To do - Where the records below reach the line containing "import * as Bluebird from 'bluebird';", start transcribing, and end with the line containing "-9,6 +9,8 @@ import", exactly and with nothing else added.

(Stored items)
---+---

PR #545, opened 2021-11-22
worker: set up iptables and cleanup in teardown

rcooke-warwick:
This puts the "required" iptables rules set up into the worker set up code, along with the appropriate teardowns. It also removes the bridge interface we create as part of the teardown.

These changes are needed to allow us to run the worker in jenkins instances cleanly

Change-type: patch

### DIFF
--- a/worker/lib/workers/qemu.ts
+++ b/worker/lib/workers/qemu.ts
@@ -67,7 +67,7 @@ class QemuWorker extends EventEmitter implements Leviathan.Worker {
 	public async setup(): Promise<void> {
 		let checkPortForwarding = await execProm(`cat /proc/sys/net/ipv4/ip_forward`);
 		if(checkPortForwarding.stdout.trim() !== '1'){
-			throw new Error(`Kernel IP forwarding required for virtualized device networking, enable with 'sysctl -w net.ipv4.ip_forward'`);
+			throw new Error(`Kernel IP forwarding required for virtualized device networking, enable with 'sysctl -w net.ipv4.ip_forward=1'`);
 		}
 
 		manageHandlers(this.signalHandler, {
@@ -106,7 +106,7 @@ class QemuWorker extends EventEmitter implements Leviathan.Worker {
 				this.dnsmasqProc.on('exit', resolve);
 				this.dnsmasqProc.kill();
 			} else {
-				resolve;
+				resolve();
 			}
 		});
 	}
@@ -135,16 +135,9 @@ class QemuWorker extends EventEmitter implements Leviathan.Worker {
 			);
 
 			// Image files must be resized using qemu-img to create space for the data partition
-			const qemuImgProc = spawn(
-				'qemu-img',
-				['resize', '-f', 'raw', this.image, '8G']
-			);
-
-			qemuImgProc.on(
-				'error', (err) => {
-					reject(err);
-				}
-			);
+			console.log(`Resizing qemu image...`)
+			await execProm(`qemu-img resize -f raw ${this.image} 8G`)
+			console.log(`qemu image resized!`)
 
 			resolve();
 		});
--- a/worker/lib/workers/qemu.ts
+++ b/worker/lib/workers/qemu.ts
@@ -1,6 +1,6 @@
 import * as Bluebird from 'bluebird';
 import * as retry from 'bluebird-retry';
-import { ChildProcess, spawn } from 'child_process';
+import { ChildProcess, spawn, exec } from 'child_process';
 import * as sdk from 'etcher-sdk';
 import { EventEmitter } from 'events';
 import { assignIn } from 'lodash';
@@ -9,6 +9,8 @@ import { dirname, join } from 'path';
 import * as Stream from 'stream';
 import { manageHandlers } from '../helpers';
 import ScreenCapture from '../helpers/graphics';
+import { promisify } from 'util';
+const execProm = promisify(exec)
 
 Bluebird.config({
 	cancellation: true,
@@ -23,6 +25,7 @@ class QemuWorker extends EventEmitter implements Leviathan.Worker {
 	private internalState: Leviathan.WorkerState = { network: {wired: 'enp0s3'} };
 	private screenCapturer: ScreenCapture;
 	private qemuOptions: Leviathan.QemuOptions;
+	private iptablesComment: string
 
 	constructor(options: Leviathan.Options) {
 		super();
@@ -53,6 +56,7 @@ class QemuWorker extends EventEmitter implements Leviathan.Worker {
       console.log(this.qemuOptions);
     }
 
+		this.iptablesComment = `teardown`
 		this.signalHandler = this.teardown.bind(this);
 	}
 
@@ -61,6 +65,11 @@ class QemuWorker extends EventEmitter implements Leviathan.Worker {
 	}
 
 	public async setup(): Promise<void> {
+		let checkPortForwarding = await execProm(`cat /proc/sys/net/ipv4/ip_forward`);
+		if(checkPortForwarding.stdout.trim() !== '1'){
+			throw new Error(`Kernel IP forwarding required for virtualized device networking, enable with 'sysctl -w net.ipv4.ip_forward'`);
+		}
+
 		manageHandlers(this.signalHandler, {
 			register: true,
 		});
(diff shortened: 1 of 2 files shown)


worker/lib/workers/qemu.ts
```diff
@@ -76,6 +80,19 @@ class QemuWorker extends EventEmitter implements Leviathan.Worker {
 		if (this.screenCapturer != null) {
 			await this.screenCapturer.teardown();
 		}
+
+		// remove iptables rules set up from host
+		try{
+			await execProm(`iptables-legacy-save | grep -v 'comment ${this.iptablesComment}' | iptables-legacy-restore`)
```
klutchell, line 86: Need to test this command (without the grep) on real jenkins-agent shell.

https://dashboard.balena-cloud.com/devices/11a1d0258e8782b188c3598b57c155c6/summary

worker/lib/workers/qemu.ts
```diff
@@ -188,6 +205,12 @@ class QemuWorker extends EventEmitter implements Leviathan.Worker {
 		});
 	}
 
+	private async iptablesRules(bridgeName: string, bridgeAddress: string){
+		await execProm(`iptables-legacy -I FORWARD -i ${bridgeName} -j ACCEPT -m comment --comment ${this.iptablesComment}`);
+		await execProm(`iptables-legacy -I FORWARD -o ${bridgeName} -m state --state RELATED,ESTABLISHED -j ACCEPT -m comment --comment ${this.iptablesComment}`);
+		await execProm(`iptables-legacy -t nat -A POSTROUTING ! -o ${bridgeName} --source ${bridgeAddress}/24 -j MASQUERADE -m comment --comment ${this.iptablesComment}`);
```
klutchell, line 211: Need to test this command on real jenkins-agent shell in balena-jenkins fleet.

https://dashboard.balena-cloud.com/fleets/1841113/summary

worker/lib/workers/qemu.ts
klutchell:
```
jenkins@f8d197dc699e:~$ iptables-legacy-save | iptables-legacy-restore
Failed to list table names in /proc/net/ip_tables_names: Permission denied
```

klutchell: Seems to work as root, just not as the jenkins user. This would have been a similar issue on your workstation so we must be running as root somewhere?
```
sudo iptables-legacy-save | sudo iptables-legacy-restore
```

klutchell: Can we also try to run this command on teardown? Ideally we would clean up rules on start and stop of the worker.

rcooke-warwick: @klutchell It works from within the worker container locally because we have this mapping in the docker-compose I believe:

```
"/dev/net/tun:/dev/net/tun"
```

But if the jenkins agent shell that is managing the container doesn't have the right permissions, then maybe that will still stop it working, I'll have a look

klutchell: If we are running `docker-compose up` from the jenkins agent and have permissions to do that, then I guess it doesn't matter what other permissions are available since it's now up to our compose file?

---+---

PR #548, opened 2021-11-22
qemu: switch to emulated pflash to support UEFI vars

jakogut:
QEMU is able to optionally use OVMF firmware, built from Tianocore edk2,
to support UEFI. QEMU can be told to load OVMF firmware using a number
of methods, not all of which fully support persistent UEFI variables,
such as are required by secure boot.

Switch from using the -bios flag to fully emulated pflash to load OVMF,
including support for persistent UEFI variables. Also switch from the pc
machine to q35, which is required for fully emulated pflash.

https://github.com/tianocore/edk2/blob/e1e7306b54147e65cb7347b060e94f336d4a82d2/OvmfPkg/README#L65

---+---

Final answer -
 import * as Bluebird from 'bluebird';
 import * as retry from 'bluebird-retry';
-import { ChildProcess, spawn } from 'child_process';
+import { ChildProcess, spawn, exec } from 'child_process';
 import * as sdk from 'etcher-sdk';
 import { EventEmitter } from 'events';
 import { assignIn } from 'lodash';
@@ -9,6 +9,8 @@ import { dirname, join } from 'path';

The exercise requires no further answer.